Please copy out every line in the records below that includes the word "roles".

•••••

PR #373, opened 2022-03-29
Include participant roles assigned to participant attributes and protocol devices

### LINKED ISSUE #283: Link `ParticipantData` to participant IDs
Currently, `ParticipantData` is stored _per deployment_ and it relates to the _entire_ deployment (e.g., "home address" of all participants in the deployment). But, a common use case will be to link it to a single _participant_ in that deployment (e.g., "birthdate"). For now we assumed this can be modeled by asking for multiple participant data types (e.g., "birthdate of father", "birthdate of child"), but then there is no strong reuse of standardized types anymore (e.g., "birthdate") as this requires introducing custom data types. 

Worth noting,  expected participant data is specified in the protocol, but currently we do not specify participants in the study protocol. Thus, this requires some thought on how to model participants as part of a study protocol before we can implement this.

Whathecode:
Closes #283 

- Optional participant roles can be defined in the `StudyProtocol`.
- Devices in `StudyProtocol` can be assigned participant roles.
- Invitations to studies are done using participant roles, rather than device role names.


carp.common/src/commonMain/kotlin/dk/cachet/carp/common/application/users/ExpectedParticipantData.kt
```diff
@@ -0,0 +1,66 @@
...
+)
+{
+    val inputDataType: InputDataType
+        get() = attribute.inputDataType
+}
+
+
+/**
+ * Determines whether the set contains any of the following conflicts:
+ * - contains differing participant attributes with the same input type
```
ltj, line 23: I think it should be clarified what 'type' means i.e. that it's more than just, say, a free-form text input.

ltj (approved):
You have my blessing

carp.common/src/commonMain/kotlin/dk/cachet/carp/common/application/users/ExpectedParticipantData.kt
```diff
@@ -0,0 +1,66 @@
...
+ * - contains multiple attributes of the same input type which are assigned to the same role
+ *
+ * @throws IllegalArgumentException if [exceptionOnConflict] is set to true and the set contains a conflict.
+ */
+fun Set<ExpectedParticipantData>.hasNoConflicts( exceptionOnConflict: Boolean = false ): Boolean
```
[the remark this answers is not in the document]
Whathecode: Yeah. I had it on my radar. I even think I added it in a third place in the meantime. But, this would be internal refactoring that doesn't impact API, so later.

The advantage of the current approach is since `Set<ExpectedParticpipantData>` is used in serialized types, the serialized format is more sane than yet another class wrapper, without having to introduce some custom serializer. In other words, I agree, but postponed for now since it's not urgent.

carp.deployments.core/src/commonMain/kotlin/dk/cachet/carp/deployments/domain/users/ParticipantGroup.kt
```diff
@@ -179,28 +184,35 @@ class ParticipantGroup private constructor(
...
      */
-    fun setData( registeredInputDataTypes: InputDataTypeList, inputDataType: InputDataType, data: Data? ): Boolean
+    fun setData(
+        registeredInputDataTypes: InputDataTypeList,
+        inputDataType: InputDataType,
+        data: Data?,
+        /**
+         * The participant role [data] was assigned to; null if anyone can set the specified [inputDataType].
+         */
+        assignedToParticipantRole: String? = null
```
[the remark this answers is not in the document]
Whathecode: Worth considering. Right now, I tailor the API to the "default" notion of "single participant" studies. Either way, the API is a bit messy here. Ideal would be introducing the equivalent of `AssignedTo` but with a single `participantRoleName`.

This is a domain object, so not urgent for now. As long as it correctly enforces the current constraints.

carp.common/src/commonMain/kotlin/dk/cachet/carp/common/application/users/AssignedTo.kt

•••••

▸ Finished exercise
Include participant roles assigned to participant attributes and protocol devices
- Optional participant roles can be defined in the `StudyProtocol`.
- Devices in `StudyProtocol` can be assigned participant roles.
- Invitations to studies are done using participant roles, rather than device role names.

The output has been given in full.